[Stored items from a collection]
^^^^^^^^^^^^^^^^

Issue #1069, opened 2021-11-02
[FEATURE] Route all configuration management through a single component


shonfeder:
This ticket records a plan hatched in conversation with @Kukovec today.

The plans for the `OutputManager` introduced in #1025, and implemented in followups, calls for a "cascade loading" configuration system. The configuration is derived from reading

1. CLI arguments
2. environment variables
3. A local configuration file (perhaps with the location overridden by a CLI flag)
4. A global configuration file 

The final configuration is computed based on the priority of the source.

Currently, we are doing this in a somewhat ad hoc way. But gathering all of this logic into a configuration management sub-system will help reduce the complexity of the `OutputManager` and contribute to the current plan to move it away from a singleton, into something we can put in DI, that gets all of its configurations from the `PassOptions`.

With the server mode coming down the pipe, we'll have more need for a configuration system that is easy to maintain.

Scope of work expected to resolve this ticket:

- [x] Briefly research existing configuration management systems used in the Scala ecosystem.
- [x] Decide whether to use one of the existing solutions or roll our own.
- [x] Write a short ADR recording the decisions.
- [ ] Move the configuration parsing out of the `OutputManager` and into the new subsystem.

PR #1068, opened 2021-11-02
Fix 3 compiler warnings

shonfeder:
Towards #1064

See the individual commits for details on each fix.

- [x] Tests added for any new code
- [x] Ran `make fmt-fix` (or had formatting run automatically on all files edited)
- [x] Documentation added for any new functionality
- [x] Entry added to [UNRELEASED.md](./UNRELEASED.md) for any new functionality

PR #1073, opened 2021-11-03
Fix regression #1072 - parse output file not being created

### LINKED ISSUE #1072: [BUG] cli `parse` command output is written to intermediate directory but not copied to output directory
Appears in _APALACHE version 0.17.0 build f62f370_

## Description

The command `apalache-mc parse --output=<filename> <tlafile>` does not actually write the output to $filename in the output directory. In fact, it actually writes the output to the intermediate directory, which is only visible if passing `--write-intermediate`.

`apalache-mc parse --output=<filename> <tlafile>` 

## Expected behavior

A file <filename> should be created in the output directory.

## System information

- Apalache version [`apalache-mc version`]: APALACHE version 0.17.0 build f62f370
- OS [e.g. Ubuntu Linux or Mac OS, and the current version]: OSX 11.5
- JDK version [e.g. OpenJDK 0.8.0]: OpenJDK Runtime Environment Zulu16.32+15-CA (build 16.0.2+7)

## Additional context

Reproduce with file main.tla

```
------------------------------------ MODULE main -----------------------------

\* @type: () => Bool;
Init ==
    /\ TRUE

Next == TRUE

===============================================================================
```

```
tree 3
.
├── apalache-pkg-0.17.0-full.jar
└── main.tla

java -jar apalache-pkg-0.17.0-full.jar parse --output=foobar.tla main.tla

tree 3
.
├── _apalache-out
│  └── main.tla_2021-11-03T19-20-28_10048578539153344840
│     ├── detailed.log
│     └── run.txt
├── apalache-pkg-0.17.0-full.jar
└── main.tla


java -jar apalache-pkg-0.17.0-full.jar --write-intermediate=true parse --output=foobar.tla main.tla

tree 4

.
├── _apalache-out
│  └── main.tla_2021-11-03T19-22-08_5579138356771785926
│     ├── detailed.log
│     ├── intermediate
│     │  ├── 00_OutParser.json
│     │  ├── 00_OutParser.tla
│     │  └── foobar.tla
│     └── run.txt
├── apalache-pkg-0.17.0-full.jar
└── main.tla
```

shonfeder:
Closes #1072

Follow up to #1025, which caused a regression in the handling of the `--output` flag. Instead of writing the specified file, as it used (and as it seems it should), it was only writing to the `intermediate` subdirectory of the run directory, and then only when the `--write-intermediate` flag was also given.

This restores the previous behavior. I think the guiding principle for this kind of UI decision re: output files might be something like:

- Files that we generate automatically during runs should only ever be written to the rundir
- But if we are allowing users to get specific information out of apalche written to a file, then we should allow them to specify any file that for this output that is convenient for their process.

This PR also introduces a few utilities to the OutputManager to support the fix.

-------

### DIFF
--- a/test/tla/cli-integration-tests.md
+++ b/test/tla/cli-integration-tests.md
@@ -2081,5 +2081,7 @@ $ rm -rf ./test-out-dir
 
 ```sh
 $ apalache-mc check --out-dir=./test-out-dir --profiling=true --length=0 Counter.tla | sed 's/[IEW]@.*//' && test -s ./test-out-dir/*/profile-rules.txt
+...
+EXITCODE: OK
 $ rm -rf ./test-out-dir
 ```
--- a/test/tla/cli-integration-tests.md
+++ b/test/tla/cli-integration-tests.md
@@ -181,8 +181,8 @@ $ rm output.tla
 $ apalache-mc parse --output=output.json Annotations.tla | sed 's/I@.*//'
 ...
 EXITCODE: OK
-$ test -s output.tla
-$ rm output.tla
+$ test -s output.json
+$ rm output.json
 ...
 ```
 
@@ -2002,7 +2002,9 @@ EXITCODE: OK
 ### set out-dir by CLI flag
 
 ```sh
-$ apalache-mc check --out-dir=./test-out-dir --length=0 Counter.tla &> /dev/null && find ./test-out-dir -type f -exec basename {} \; | ./sort.sh
+$ apalache-mc check --out-dir=./test-out-dir --length=0 Counter.tla | sed 's/[IEW]@.*//' && find ./test-out-dir -type f -exec basename {} \; | ./sort.sh
+...
+EXITCODE: OK
 detailed.log
 log0.smt
 run.txt
@@ -2012,7 +2014,9 @@ $ rm -rf ./test-out-dir
 ### set out-dir by envvar
 
 ```sh
-$ OUT_DIR=./test-out-dir apalache-mc check --length=0 Counter.tla &> /dev/null && find ./test-out-dir -type f -exec basename {} \; | ./sort.sh
+$ OUT_DIR=./test-out-dir apalache-mc check --length=0 Counter.tla | sed 's/[IEW]@.*//' && find ./test-out-dir -type f -exec basename {} \; | ./sort.sh
+...
+EXITCODE: OK
 detailed.log
 log0.smt
 run.txt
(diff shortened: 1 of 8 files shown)


shonfeder:
(The PR is currently based on #1068, just because it touches one overlapping line and I want to avoid a merge conflict. Hopefully we can get that dependency merged in, then I'll rebase this before review.)

test/tla/cli-integration-tests.md
```diff
@@ -1998,7 +2002,9 @@ EXITCODE: OK
 ### set out-dir by CLI flag
 
 ```sh
-$ apalache-mc check --out-dir=./test-out-dir --length=0 Counter.tla &> /dev/null && find ./test-out-dir -type f -exec basename {} \; | ./sort.sh
+$ apalache-mc check --out-dir=./test-out-dir --length=0 Counter.tla | sed 's/[IEW]@.*//' && find ./test-out-dir -type f -exec basename {} \; | ./sort.sh
+...
+EXITCODE: OK
```
shonfeder, line 2007: These changes just let us get more helpful feedback when the outputs fail due to a crash or something.

tla-io/src/main/scala/at/forsyte/apalache/io/OutputManager.scala
```diff
@@ -150,4 +151,68 @@ object OutputManager {
...
+   * @param f a function that will be applied to the the PrintWriter, if the `IntermediateFlag` is set.
+   * @returns `true` if the `IntermediateFlag` is set the output is written, otherwise `false`
+   * If the IntermediateFlag is true, then this applies `f` to the PrintWriter
+   * created by appending the `parts` to the intermediate output dir, and returns `true`. Otherwise, it is false
+   */
+  def withWriterRelativeToIntermediateDir(parts: String*)(f: PrintWriter => Unit): Boolean = {
+    if (flags(Names.IntermediateFlag)) {
+      val intermediateDir = new File(runDirOpt.get.toFile(), Names.IntermediateFoldername)
+      if (!intermediateDir.exists()) {
+        intermediateDir.mkdir()
```
konnov, line 209: `mkdir` may return `false`, if it is unable to create a directory. Do we have to do anything about that? I guess, the line below will fail with an IO exception in this case, which may be sufficient.

konnov (approved):
Looks great! Thanks for fixing this issue. It is an important feature for the integration with MBT and other tools.

tla-io/src/main/scala/at/forsyte/apalache/io/OutputManager.scala
shonfeder: Good call. Would be nicer to give a nice user error in this case.

tla-io/src/main/scala/at/forsyte/apalache/io/OutputManager.scala
```diff
@@ -150,4 +168,72 @@ object OutputManager {
...
+        case Some(dir) => {
+          withWriter(f)(printWriter(dir, parts: _*))
+          true
+        }
+        case None => {
+          val dirName = intermediateDirPathOpt.getOrElse("")
+          logger.error(
+              s"Unable to find or create intermediate output directory ${dirName}. Intermediate output will not be written.")
+          false
+        }
```
shonfeder, line 235: @konnov I've opted for logging an error rather than crashing in the event of failure. The rationale being that if you're in the middle of a long running checking session, you may not want to lose all your progress and results just because this file cannot be created for some reason.

Does that seem sensible, or should it rather raise an exception?

It just occurs to me, it would be better if we just ensure all the directories needed for the configured output exist at startup, then error out early if they don't. However, I think that reworking of the initialization of the `OutputManager` is probably out of scope for this PR, and should instead be included in #1069. How does that sound?

konnov: I think it's a good compromise.

Issue #944, opened 2018-10-14
During snap install of anbox, received missing support for SSE 4.2 error


aherger:
1. Please check that no similar bug is already reported. Have a look on the list of open bugs at https://github.com/anbox/anbox/issues
2. Make sure you are running the latest version of Anbox before reporting an issue. Update snap to latest: `snap refresh --devmode --edge anbox`
3. Make sure you have debug logs enabled:
`sudo snap set anbox debug.enable=true`
4. Reproduce the error while debug logs enabled.
5. Run the anbox logs collection utility and attach the tar file.
`sudo /snap/bin/anbox.collect-bug-info `

6. ** Please paste the result of `anbox system-info` below:**
```
[please paste printout of `anbox system-info` here]
```

**Please describe your problem:**
Received following error while installing with snap:

2018-10-14T12:48:06-05:00 INFO Waiting for restart...
error: cannot perform the following tasks:
- Run install hook of "anbox" snap if present (run hook "install": 
-----
The CPU of your computer (Intel(R) Core(TM)2 Duo CPU     T9600  @ 2.80GHz) does not support all
features Anbox requires.
It is missing support for the following features: SSE 4.2
You can for example find more information about SSE
here https://en.wikipedia.org/wiki/Streaming_SIMD_Extensions

**What were you expecting?:**
I noticed a whitelist for certain CPU's in the check_features.cpp file.  Could you add this CPU to that whitelist, assuming that would take care of this issue?

-- Thanks

**Additional info:**

PR #967, opened 2018-11-03
Corrections/additions to "CPU whitelist"

Zjaw:
I believe a comma was forgotten in the array from my last pull request (line 46). I don't know if that makes a difference or not in C++, but it still wasn't installing for me. I tried to correct that issue, reorganized the list, and added another requested CPU [(#944)](https://github.com/anbox/anbox/issues/944).

### DIFF
--- a/src/anbox/cmds/check_features.cpp
+++ b/src/anbox/cmds/check_features.cpp
@@ -30,22 +30,22 @@ std::vector<std::string> cpu_whitelist = {
   // The following CPUs do not support AVX and without it cpu_features can't detect
   // if SSE & friends are supported. See https://github.com/google/cpu_features/issues/4
 
+  // Intel Core i7 Q720
+  "Q 720",
   // Intel Core i7 M620
   "M 620",
   // Intel Core i5 M460
   "M 460",
   // Intel Celeron N2840
   "N2840",
-  // Intel Core i7 Q720
-  "Q 720",
-  // Intel Pentium T4500
-  "T4500", 
-  // Intel Core i7 Q720
-  "Q 720",
   // Intel Xeon E5520
   "E5520",
+  // Intel Pentium T4500
+  "T4500",
   // Intel Core2 Duo T6500
-  "T6500"
+  "T6500",
+  // Intel Core2 Duo T9600
+  "T9600"
 };
 } // namespace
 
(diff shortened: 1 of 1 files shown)


src/anbox/cmds/check_features.cpp
```diff
@@ -30,22 +30,22 @@ std::vector<std::string> cpu_whitelist = {
...
   // Intel Xeon E5520
-  "E5520"
+  "E5520",
+  // Intel Pentium T4500
+  "T4500",
   // Intel Core2 Duo T6500
-  "T6500"
+  "T6500",
+  // Intel Core2 Duo T9600
+  "T9600"
```
morphis: According to http://www.cpu-world.com/CPUs/Core_2/Intel-Core%202%20Duo%20Mobile%20T9600%20AW80576GH0726M%20(BX80576T9600).html the CPU doesn't support SSE 4.2 so we can't add it here.

src/anbox/cmds/check_features.cpp
```diff
@@ -30,22 +30,22 @@ std::vector<std::string> cpu_whitelist = {
...
-  "T4500", 
-  // Intel Core i7 Q720
-  "Q 720",
   // Intel Xeon E5520
-  "E5520"
+  "E5520",
+  // Intel Pentium T4500
+  "T4500",
   // Intel Core2 Duo T6500
-  "T6500"
```
morphis: Actually we have to drop this one too as it doesn't support SSE 4.2. See http://www.cpu-world.com/CPUs/Core_2/Intel-Core%202%20Duo%20Mobile%20T6500%20AW80577GG0452MA%20-%20AW80577GG0452ML.html

Zjaw: So SSE 4.1 is no longer viable to run anbox?

morphis: No, as stated in the code you need SSE 4.2 too. Did you run Anbox before with just SSE 4.1?

Zjaw: I was never able to get it to install. I thought at some point I had seen a thread or documentation stating that SSSE 3 and SSE 4.1 were supported, but if that is not correct than I do apologize. I was just hoping that whitelisting my CPU was all that was needed to get me up and running.

morphis: Nope, whitelisting wont help as long as the CPU doesn't support the necessary instructions.

PR #985, opened 2018-11-23
dbus: fix stack smashing

raetiacorvus:
The expected C type of a sd-bus boolean is int and not boolean.
This fixes a possible stack smashing caused by the varying types.

See https://github.com/libratbag/libratbag/issues/433 which had the same
problem.

### DIFF
--- a/src/anbox/dbus/stub/application_manager.cpp
+++ b/src/anbox/dbus/stub/application_manager.cpp
@@ -40,7 +40,7 @@ ApplicationManager::ApplicationManager(const BusPtr& bus)
 ApplicationManager::~ApplicationManager() {}
 
 void ApplicationManager::update_properties() {
-  bool ready = false;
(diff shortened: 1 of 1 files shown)


src/anbox/dbus/stub/application_manager.cpp
```diff
@@ -40,7 +40,7 @@ ApplicationManager::ApplicationManager(const BusPtr& bus)
 ApplicationManager::~ApplicationManager() {}
 
 void ApplicationManager::update_properties() {
-  bool ready = false;
+  int ready = false;
```
morphis: Changing to `int` is fine but we should drop the use of `false` then and use `0`

raetiacorvus: Makes sense. Thanks for the review. Fixed it.

PR #1013, opened 2018-12-31
Sync mouse wheel events

awaken1ng:
Mouse wheel event doesn't fire off on Android side until, for example, you move the mouse, making scrolling very clunky.

This adds EV_SYN to mouse wheel handler to address that.

And since now it makes every mouse event handler add EV_SYN, I removed them from handlers and append it before sending the events.


morphis:
Thanks for fixing this!

PR #1030, opened 2019-01-19
Touch on linux, some fixes

salvprest:
before of SDL 2.0.7 on X11 tfinger coordinates are not normalized, Ubuntu 16.04 use SDL 2.0.4, starting from SDL 2.0.7, SDL normalize the tfinger coordinates in the private fuction xinput2_normalize_touch_coordinates.
The second commit point out that windowID is not a field of SDL_TouchFingerEvent event, and window is always NULL for touch events, so set windowID when the window is created or when the window take input focus

### DIFF
--- a/src/anbox/platform/sdl/platform.cpp
+++ b/src/anbox/platform/sdl/platform.cpp
@@ -268,7 +268,7 @@ void Platform::process_input_event(const SDL_Event &event) {
 
       window = SDL_GetWindowFromID(focused_sdl_window_id);
       // before SDL 2.0.7 on X11 tfinger coordinates are not normalized
-      if (!SDL_VERSION_ATLEAST(2,0,7) && (event.tfinger.x>1 || event.tfinger.y>1)) {
+      if (!SDL_VERSION_ATLEAST(2,0,7) && (event.tfinger.x > 1 || event.tfinger.y > 1)) {
         rel_x = event.tfinger.x;
         rel_y = event.tfinger.y;
       } else {
@@ -322,7 +322,7 @@ void Platform::process_input_event(const SDL_Event &event) {
 
       window = SDL_GetWindowFromID(focused_sdl_window_id);
       // before SDL 2.0.7 on X11 tfinger coordinates are not normalized
-      if (!SDL_VERSION_ATLEAST(2,0,7) && (event.tfinger.x>1 || event.tfinger.y>1)) {
+      if (!SDL_VERSION_ATLEAST(2,0,7) && (event.tfinger.x > 1 || event.tfinger.y > 1)) {
         rel_x = event.tfinger.x;
         rel_y = event.tfinger.y;
       } else {
--- a/src/anbox/platform/sdl/platform.cpp
+++ b/src/anbox/platform/sdl/platform.cpp
@@ -316,8 +316,8 @@ void Platform::process_input_event(const SDL_Event &event) {
 }
 
 bool Platform::calculate_touch_coordinates(const SDL_Event &event,
-                                                 std::int32_t &x,
-                                                 std::int32_t &y) {
+                                           std::int32_t &x,
+                                           std::int32_t &y) {
   std::int32_t rel_x = 0;
   std::int32_t rel_y = 0;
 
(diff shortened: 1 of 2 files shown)


salvprest:
sdl is indeed trying to set a windowID, but for some reason is not able to, perhaps for the same reason that it is not able to normalize the coordinates of tfinger

morphis:
@brunocalmon There are no written timelines for when a MR gets merged.

src/anbox/platform/sdl/platform.cpp
```diff
@@ -216,7 +216,7 @@ void Platform::process_input_event(const SDL_Event &event) {
       if (!single_window_) {
         // As we get only absolute coordindates relative to our window we have to
         // calculate the correct position based on the current focused window
-        window = SDL_GetWindowFromID(event.window.windowID);
+        window = SDL_GetWindowFromID(focused_sdl_window_id);
```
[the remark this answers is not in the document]
salvprest: sure we can use event.motion.windowID here, I have putted focused_sdl_window_id here too, to have a generalized way for grab the window on the process_input_event() function, if you want I can revert this

src/anbox/platform/sdl/platform.cpp
```diff
@@ -266,14 +266,20 @@ void Platform::process_input_event(const SDL_Event &event) {
...
       touch_events.push_back({EV_KEY, BTN_TOOL_FINGER, 1});
 
-      window = SDL_GetWindowFromID(event.window.windowID);
-      if (window) {
-        SDL_GetWindowSize(window, &rel_x, &rel_y);
-        rel_x *= event.tfinger.x;
-        rel_y *= event.tfinger.y;
+      window = SDL_GetWindowFromID(focused_sdl_window_id);
+      // before SDL 2.0.7 on X11 tfinger coordinates are not normalized
+      if (!SDL_VERSION_ATLEAST(2,0,7) && (event.tfinger.x>1 || event.tfinger.y>1)) {
```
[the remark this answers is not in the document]
salvprest: ok

src/anbox/platform/sdl/platform.cpp
```diff
@@ -314,14 +320,20 @@ void Platform::process_input_event(const SDL_Event &event) {
 	  case SDL_FINGERMOTION: {
       touch_events.push_back({EV_ABS, ABS_MT_SLOT, 0});
 
-      window = SDL_GetWindowFromID(event.window.windowID);
-      if (window) {
-        SDL_GetWindowSize(window, &rel_x, &rel_y);
-        rel_x *= event.tfinger.x;
-        rel_y *= event.tfinger.y;
+      window = SDL_GetWindowFromID(focused_sdl_window_id);
+      // before SDL 2.0.7 on X11 tfinger coordinates are not normalized
```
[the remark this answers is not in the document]
salvprest: ok

src/anbox/platform/sdl/platform.cpp
```diff
@@ -370,6 +315,49 @@ void Platform::process_input_event(const SDL_Event &event) {
 #endif
 }
 
+bool Platform::calculate_touch_coordinates(const SDL_Event &event,
+                                                 std::int32_t &x,
```
morphis: Indentation is incorrect here

src/anbox/platform/sdl/platform.cpp
```diff
@@ -370,6 +315,49 @@ void Platform::process_input_event(const SDL_Event &event) {
...
+                                                 std::int32_t &y) {
+  std::int32_t rel_x = 0;
+  std::int32_t rel_y = 0;
+
+  SDL_Window *window = nullptr;
+
+  window = SDL_GetWindowFromID(focused_sdl_window_id_);
```
morphis: It's unfortunate that we can't get the window id from the event .. however if this approach works well lets go this way.

src/anbox/platform/sdl/platform.cpp
salvprest: I have used window_moved() and window_resized() as models, but now I see that in other file the convention seem different, I'll fix this

src/anbox/platform/sdl/platform.cpp
salvprest: yes it's unfortunate, the SDL team see the touch device as something more general of a touchscreen, so they don't want to set the windowID through input touch.
on my systems this approach work really well

ZZZXXX0110:
Any update lately?
Looks like we already have a working solution?

Hedronmx:
Can't wait for this to merge. Will change my linux experience.

ZZZXXX0110:
Hooray!!!  Now hopefully it won't take too long for the snap release to get updated!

^^^^^^^^^^^^^^^^

§ **Work instruction**
Reproduce each line of the records in which the word "handler" appears.

§ **Completed exercise**
This adds EV_SYN to mouse wheel handler to address that.
And since now it makes every mouse event handler add EV_SYN, I removed them from handlers and append it before sending the events.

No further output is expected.